DIG investigators confirmed a total 222 cases of stroke of which 144 had neurological deficit ≥24 h. We used logistic regression models to determine predictors of incident stroke among all 7788 patients and predictors of neurological deficit ≥24 h and all-cause mortality among 222 stroke patients.
Age ≥65 years (adjusted odds ratio {AOR}, 1.36; 95% confidence interval {CI}, 1.02-1.80; P=0.035), nonwhite race (AOR, 0.65; 95% CI, 0.42-0.99; P=0.047), hypertension (AOR, 1.46; 95% CI, 1.11-1.94; P=0.008), diabetes mellitus (AOR, 1.37; 95% CI, 1.03-1.82; P=0.030), and cardiomegaly (AOR, 1.39; 95% CI, 1.03-1.86; P=0.030) were independent predictors of stroke. However, among those with stroke, nonwhites had higher odds of neurological deficits ≥24 h (AOR, 2.86; 95% CI, 1.01-8.07; P=0.047) and death (AOR, 3.28; 95% CI, 1.30-8.30; P=0.012).

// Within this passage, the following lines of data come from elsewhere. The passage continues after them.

PR #8951, opened 2024-11-08
Pin publish test to 3.12

konstin:
The bump to 3.13 broke the test


ranjithrajv:
How about introducing a command or flag to uv publish that allows setting a custom timeout value? 
This would offer greater flexibility by letting users specify the timeout according to their specific requirements instead of relying on a default fixed value.

konstin:
This is applicable to the test script only

zanieb:
Oof 20 minutes is really long for the test to run. Why is it taking so long?

zanieb:
And it still failed here — I think there needs to be a different solution.

Issue #8929, opened 2024-11-08
CI cache pruning corrupts cache for other Python versions


nijel:
We use multiple Python versions in one of our CI pipelines, but the uv cache is generated only for one of the Python versions. On subsequent runs when cache is used, the package build fails with:

```
Resolved 1 package in 107ms
error: Failed to prepare distributions
  Caused by: Failed to download and build `pycairo==1.27.0`
  Caused by: Attempted to re-extract the source distribution for `pycairo==1.27.0`, but the hashes didn't match. Run `uv cache clean` to clear the cache.
```

Clearing the cache indeed fixes the issue. 

The issue does not exist without running `uv cache prune --ci`.

Reproduced with uv 0.4.29 and 0.5.0.

Reproducer:

```sh
#!/bin/sh

export UV_CACHE_DIR="$PWD/cache"

rm -rf "$UV_CACHE_DIR" .venv .venv-2 pyproject.toml uv.lock

uv init --name uv-cache-issue
uv add --python 3.13 "pycairo"

uv cache prune --ci

rm -rf .venv .venv-2

uv venv --python python3.11 .venv-2
. .venv-2/bin/activate
uv pip install "pycairo"
```

charliermarsh:
I think the proximate problem is that `uv add` generates hashes by default but `uv pip install` does not.

PR #8955, opened 2024-11-08
Compute superset of existing and required hashes when healing cache

charliermarsh:
## Summary

The basic issue here is that `uv add` will compute and store a hash for each package. But if you later run `uv pip install` _after_ `uv cache prune --ci`, we need to re-download the source distribution. After re-downloading, we compare the hashes before and after. But `uv pip install` doesn't compute any hashes by default. So the hashes "differ" and we error.

Instead, we need to compute a superset of the already-existing and newly-requested hashes when performing this re-download. (In practice, this will always be SHA-256.)

Closes https://github.com/astral-sh/uv/issues/8929.

## Test Plan

```shell
export UV_CACHE_DIR="$PWD/cache"

rm -rf "$UV_CACHE_DIR" .venv .venv-2 pyproject.toml uv.lock

echo $(uv --version)

uv init --name uv-cache-issue
cargo run add --python 3.13 "pycairo"

uv cache prune --ci

rm -rf .venv .venv-2

uv venv --python python3.11 .venv-2
. .venv-2/bin/activate
cargo run pip install "pycairo"
```

### DIFF
--- a/crates/uv-distribution/src/error.rs
+++ b/crates/uv-distribution/src/error.rs
@@ -11,7 +11,7 @@ use uv_distribution_filename::WheelFilenameError;
 use uv_fs::Simplified;
 use uv_normalize::PackageName;
 use uv_pep440::{Version, VersionSpecifiers};
-use uv_pypi_types::{HashDigest, ParsedUrlError};
+use uv_pypi_types::{HashAlgorithm, HashDigest, ParsedUrlError};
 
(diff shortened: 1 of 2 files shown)


charliermarsh:
I might be able to add an automated test for this, will try...

charliermarsh:
Mm hard because you need to build a wheel from source that isn't pure Python...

Older age, hypertension, diabetes and cardiomegaly were associated with increased incidence of stroke among HF patients with NSR receiving ACE inhibitors. The association of race and stroke, however, was complex. While nonwhite race was associated with decreased risk of stroke, among those with stroke, nonwhite race was associated with increased stroke severity and mortality.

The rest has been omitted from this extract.